[D] Those who do computer vision, how do you handle dataset management?
Hi all! I’m curious about the best ways to manage large image and video datasets for computer vision projects.
I’m an ML engineer on a team of ~10, supported by 5 data labellers.
I was wondering how other teams in CV space manage:
-Storing the datasets in a central (hosted?) location, and version controlling them as needed, with minimal overhead
-Allowing for querying and visual exploration of the datasets for quick adjustment or examination of labels
-Efficiently pulling a dataset or subset of a dataset to a local machine.
-Automating the flow of datasets as much as possible, i.e. train x model on y subset of z dataset.
-Compressing less frequently used data as much as possible for “cold storage” and handling uncompression/recompression when the data is needed for training or when new data is added
So far we’ve used 3 solutions:
- Storing everything on a local machine sitting under an unoccupied desk, and everybody manually updated the data there
- Storing compressed tar files of the data on AWS storage and retrieving/updating it manually every so often.
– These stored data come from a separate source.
Issue #712, opened 2018-06-14
Rank should not be required for Prospect on New Person


VanAuken:
When making a New Person, people are often entered as Prospect or Applicant.  Rank is required in order to save, and currently we are using 'unknown' to meet requirements.

Accurate logic would not require a rank for 'prospect' or 'applicant'.  A rank is only needed for people who have joined.  This would also require a blank or null choice for rank.

yasirazgar:
I can look into this.

houhoulis:
@VanAuken ,

Considering a person might have a Status such as "Applicant", I approve of removing the requirement that a "Rank" (title) be entered for them.  However, I'm not certain, but this issue might be requesting to require a "Rank" for certain statuses but not others.  I'm not in favor of hard-coding that level of logic into the app; could we just make "Rank" optional for all people?

I'm not in favor of hard-coding 'Rank required for Statuses X, Y, and Z' logic because I'm not sure that all organizations will have the same idea about which Statuses should require a Rank.  Until we have more configurability built into the app, I'd rather avoid such detailed restrictions.

Can we make "Rank" optional for all people?

kgf:
I agree with Chris, both about not trying to hard code a matrix, and not requiring title/rank for anyone at this time.

karmenlu:
I would like to work on/claim this issue. @kgf

kgf:
Thanks, @klu17

PR #743, opened 2018-10-18
712 - Don't require rank. [edited: was "Require rank only for active person"]

yasirazgar:
Fixes, https://github.com/ReadyResponder/ReadyResponder/issues/712

When creating or editing a person, rank/title should be required only for person with active status.

### DIFF
--- a/app/models/person.rb
+++ b/app/models/person.rb
@@ -35,7 +35,6 @@ class Person < ApplicationRecord
   validates_numericality_of  :height, :weight, allow_nil: true, allow_blank: true
   validates_presence_of :division2, unless: -> { division1.blank? }
   validates_presence_of :division1, unless: -> { division2.blank? }
-  validates_presence_of :title, if: -> { active? }
   validates_chronology :start_date, :end_date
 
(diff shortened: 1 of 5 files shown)


houhoulis:
Hi, @yasirazgar !  Thanks for helping!  Sorry for the delay reviewing your PR.

Could you add a migration to implement the database change?

I also have a question for @VanAuken : #712 requests that "Rank" not be required for statuses "Prospect" or "Applicant".  This PR makes a slightly different change: it _only_ requires "Rank" if the status is "Active".  Should "Rank" be required for the other statuses `'Leave of Absence'`, `'Inactive'`, and `'Declined'`?

houhoulis:
@yasirazgar , it looks as though we can remove the requirement & validation on "Rank" (title) altogether, rather than requiring it conditionally based on Status.  See https://github.com/ReadyResponder/ReadyResponder/issues/712#issuecomment-433659326

yasirazgar:
@houhoulis, removed validation for person#title altogether.

houhoulis (approved):
thanks!  👍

- Assigning one of the data labellers to spend some time as a “dataset manager” and try to do this for us.
Each of these has had its own set of problems, and I feel I waste a lot of time dealing with the overhead of this stuff.
How do you guys deal with this situation? Is there an “industry standard” correct way of managing this stuff? Like a github for CV? At places like Waymo/Tesla for example where they are constantly growing and updating their dataset to improve weak points, I would think an elegant solution for this has been devised.
One caveat is that I’d like to avoid using things like AWS and Azure ML “low code” services that might do some data management for you but then take away most of the freedom of working in TF/Pytorch, and make the model into a black box.